ASSIGNMENT: Return, unaltered, every line from the beginning of the material below up to and including the one with "Minimal race pattern".

DATASET RECORDS:
┌──

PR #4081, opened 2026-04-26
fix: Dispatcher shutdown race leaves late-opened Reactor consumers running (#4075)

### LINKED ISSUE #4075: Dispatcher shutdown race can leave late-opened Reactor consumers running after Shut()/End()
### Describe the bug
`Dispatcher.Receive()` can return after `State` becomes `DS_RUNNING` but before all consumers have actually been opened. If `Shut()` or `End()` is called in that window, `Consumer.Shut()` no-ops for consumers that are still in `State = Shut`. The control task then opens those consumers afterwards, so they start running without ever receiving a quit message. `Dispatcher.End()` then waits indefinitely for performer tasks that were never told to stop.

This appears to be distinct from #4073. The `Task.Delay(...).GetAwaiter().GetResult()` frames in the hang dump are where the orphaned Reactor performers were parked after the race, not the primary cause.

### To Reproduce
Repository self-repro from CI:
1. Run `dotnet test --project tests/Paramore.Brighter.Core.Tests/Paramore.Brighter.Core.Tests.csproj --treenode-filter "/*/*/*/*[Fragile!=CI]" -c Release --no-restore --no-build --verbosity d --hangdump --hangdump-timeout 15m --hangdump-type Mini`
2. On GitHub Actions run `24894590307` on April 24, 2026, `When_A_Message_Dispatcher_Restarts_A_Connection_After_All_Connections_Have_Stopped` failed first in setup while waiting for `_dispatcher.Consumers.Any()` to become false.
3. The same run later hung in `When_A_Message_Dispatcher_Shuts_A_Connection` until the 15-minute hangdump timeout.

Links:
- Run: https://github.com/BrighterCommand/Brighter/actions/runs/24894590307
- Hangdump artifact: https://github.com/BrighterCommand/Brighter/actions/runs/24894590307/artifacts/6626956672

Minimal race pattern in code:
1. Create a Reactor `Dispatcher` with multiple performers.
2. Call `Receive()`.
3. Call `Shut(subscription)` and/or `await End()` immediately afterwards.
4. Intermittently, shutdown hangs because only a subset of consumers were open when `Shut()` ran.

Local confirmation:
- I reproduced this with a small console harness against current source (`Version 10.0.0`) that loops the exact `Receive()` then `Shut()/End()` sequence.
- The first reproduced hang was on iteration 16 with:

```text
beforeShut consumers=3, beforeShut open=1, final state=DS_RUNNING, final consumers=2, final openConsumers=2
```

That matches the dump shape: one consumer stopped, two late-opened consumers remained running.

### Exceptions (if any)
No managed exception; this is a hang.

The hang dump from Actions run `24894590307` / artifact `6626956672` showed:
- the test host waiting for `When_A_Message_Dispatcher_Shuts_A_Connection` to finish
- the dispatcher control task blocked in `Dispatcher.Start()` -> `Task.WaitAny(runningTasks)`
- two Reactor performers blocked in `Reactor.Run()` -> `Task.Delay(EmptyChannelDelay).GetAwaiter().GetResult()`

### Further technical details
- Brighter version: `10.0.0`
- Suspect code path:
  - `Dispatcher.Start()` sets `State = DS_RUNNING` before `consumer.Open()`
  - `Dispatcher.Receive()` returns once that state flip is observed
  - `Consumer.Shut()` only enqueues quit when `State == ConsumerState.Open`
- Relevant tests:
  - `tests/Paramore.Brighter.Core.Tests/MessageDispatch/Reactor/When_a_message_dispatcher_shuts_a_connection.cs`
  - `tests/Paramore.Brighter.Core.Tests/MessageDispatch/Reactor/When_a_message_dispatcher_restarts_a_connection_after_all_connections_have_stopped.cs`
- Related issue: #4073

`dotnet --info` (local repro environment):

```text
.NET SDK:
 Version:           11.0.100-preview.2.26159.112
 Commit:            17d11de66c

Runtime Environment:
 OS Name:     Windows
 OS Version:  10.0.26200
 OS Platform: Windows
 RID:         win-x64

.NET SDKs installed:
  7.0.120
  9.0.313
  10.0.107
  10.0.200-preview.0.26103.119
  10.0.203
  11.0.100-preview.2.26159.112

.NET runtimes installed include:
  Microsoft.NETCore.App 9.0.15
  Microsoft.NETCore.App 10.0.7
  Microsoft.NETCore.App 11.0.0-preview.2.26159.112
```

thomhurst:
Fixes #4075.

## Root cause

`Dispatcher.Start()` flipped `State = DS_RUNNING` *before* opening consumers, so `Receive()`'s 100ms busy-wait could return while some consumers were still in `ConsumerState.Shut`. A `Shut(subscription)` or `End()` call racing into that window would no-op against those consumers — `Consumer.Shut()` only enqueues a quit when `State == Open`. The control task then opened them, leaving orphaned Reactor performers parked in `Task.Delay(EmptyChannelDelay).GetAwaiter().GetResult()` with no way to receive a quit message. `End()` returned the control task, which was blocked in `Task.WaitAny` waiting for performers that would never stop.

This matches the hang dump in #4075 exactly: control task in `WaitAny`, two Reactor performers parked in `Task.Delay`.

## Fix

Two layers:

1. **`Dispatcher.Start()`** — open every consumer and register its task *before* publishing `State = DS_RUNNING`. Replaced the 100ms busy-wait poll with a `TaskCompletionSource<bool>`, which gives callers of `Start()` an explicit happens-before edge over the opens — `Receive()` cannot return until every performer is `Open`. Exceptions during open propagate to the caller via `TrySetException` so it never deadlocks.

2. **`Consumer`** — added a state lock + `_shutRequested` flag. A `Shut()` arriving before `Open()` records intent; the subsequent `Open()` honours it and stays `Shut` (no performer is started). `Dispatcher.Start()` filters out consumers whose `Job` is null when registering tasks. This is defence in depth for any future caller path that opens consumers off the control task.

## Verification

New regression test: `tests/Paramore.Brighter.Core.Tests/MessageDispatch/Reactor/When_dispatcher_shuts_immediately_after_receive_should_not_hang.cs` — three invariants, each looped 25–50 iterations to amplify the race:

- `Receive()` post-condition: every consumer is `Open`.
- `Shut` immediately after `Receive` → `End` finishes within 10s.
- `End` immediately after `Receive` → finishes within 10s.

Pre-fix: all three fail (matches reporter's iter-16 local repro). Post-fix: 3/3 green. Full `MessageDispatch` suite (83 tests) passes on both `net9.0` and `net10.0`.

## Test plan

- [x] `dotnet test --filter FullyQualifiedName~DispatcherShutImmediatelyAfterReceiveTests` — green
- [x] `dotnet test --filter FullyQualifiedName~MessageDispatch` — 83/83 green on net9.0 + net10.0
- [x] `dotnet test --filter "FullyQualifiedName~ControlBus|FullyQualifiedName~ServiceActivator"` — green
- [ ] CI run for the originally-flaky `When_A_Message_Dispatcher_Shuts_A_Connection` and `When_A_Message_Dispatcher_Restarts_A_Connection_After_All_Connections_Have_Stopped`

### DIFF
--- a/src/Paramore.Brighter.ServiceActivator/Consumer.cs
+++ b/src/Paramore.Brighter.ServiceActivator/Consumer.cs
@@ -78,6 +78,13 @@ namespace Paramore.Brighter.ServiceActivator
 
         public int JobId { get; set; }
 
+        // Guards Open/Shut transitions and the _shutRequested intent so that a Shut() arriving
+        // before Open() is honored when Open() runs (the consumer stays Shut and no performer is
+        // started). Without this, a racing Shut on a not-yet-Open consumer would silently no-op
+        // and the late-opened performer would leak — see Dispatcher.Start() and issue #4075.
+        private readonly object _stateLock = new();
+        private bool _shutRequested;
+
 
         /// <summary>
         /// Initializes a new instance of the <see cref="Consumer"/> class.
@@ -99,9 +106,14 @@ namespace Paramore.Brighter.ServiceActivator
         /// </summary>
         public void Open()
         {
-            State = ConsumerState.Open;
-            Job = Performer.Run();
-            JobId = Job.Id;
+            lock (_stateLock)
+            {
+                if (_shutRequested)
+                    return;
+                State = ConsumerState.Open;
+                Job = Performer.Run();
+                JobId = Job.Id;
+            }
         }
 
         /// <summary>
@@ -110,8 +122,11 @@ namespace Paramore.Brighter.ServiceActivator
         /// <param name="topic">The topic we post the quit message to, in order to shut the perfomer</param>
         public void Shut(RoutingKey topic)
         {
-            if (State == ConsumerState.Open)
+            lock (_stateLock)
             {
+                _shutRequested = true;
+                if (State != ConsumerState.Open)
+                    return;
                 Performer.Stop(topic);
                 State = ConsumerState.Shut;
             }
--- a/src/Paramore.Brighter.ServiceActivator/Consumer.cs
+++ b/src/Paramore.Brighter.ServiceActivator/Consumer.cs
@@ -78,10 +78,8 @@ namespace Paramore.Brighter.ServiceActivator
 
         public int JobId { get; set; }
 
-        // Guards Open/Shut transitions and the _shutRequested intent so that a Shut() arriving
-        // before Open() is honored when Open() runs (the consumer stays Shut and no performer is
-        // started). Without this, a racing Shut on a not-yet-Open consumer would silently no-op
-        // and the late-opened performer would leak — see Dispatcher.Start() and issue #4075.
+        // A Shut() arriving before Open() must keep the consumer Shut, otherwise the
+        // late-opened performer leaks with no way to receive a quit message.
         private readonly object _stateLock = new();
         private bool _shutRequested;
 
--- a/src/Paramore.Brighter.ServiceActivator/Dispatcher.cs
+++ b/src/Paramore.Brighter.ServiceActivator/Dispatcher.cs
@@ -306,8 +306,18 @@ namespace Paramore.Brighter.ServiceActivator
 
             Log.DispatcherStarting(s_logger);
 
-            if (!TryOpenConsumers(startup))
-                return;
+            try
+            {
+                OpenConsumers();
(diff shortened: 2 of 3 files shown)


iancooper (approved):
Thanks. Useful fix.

└──

PROBLEM SOLUTION:
PR #4081, opened 2026-04-26
fix: Dispatcher shutdown race leaves late-opened Reactor consumers running (#4075)

### LINKED ISSUE #4075: Dispatcher shutdown race can leave late-opened Reactor consumers running after Shut()/End()
### Describe the bug
`Dispatcher.Receive()` can return after `State` becomes `DS_RUNNING` but before all consumers have actually been opened. If `Shut()` or `End()` is called in that window, `Consumer.Shut()` no-ops for consumers that are still in `State = Shut`. The control task then opens those consumers afterwards, so they start running without ever receiving a quit message. `Dispatcher.End()` then waits indefinitely for performer tasks that were never told to stop.

This appears to be distinct from #4073. The `Task.Delay(...).GetAwaiter().GetResult()` frames in the hang dump are where the orphaned Reactor performers were parked after the race, not the primary cause.

### To Reproduce
Repository self-repro from CI:
1. Run `dotnet test --project tests/Paramore.Brighter.Core.Tests/Paramore.Brighter.Core.Tests.csproj --treenode-filter "/*/*/*/*[Fragile!=CI]" -c Release --no-restore --no-build --verbosity d --hangdump --hangdump-timeout 15m --hangdump-type Mini`
2. On GitHub Actions run `24894590307` on April 24, 2026, `When_A_Message_Dispatcher_Restarts_A_Connection_After_All_Connections_Have_Stopped` failed first in setup while waiting for `_dispatcher.Consumers.Any()` to become false.
3. The same run later hung in `When_A_Message_Dispatcher_Shuts_A_Connection` until the 15-minute hangdump timeout.

Links:
- Run: https://github.com/BrighterCommand/Brighter/actions/runs/24894590307
- Hangdump artifact: https://github.com/BrighterCommand/Brighter/actions/runs/24894590307/artifacts/6626956672

Minimal race pattern in code:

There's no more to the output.